BEGIN Provided data

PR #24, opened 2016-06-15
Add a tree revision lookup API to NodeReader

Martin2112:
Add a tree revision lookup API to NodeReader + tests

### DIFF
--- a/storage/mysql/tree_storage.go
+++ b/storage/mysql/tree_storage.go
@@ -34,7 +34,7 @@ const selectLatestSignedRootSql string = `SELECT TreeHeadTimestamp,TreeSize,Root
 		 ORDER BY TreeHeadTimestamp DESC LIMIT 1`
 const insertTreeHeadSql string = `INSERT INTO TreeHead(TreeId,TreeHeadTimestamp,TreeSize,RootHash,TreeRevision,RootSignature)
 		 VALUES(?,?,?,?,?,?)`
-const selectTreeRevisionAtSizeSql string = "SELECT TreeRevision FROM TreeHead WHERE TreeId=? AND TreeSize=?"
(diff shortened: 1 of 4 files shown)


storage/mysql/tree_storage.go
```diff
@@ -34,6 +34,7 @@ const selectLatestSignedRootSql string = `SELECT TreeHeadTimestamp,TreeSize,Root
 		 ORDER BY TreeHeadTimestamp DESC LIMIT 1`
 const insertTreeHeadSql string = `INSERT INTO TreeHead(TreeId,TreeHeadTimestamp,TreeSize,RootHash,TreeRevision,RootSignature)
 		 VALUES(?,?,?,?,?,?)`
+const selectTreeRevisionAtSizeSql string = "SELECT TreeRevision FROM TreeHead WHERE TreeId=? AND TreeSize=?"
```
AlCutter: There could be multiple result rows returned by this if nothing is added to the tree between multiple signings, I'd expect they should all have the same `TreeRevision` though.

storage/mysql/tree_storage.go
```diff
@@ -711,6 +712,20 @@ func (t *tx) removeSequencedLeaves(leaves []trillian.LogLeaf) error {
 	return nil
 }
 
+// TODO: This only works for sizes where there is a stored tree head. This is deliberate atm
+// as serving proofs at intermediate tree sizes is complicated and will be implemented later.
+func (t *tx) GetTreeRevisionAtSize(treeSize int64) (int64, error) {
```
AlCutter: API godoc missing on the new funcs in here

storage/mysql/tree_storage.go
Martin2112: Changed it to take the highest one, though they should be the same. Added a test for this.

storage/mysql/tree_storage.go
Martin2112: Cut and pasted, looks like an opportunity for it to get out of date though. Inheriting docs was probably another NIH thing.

END Provided data

What you are asked to do: From the records above, pull out every line containing the word "should".

Task result:
AlCutter: There could be multiple result rows returned by this if nothing is added to the tree between multiple signings, I'd expect they should all have the same `TreeRevision` though.
Martin2112: Changed it to take the highest one, though they should be the same. Added a test for this.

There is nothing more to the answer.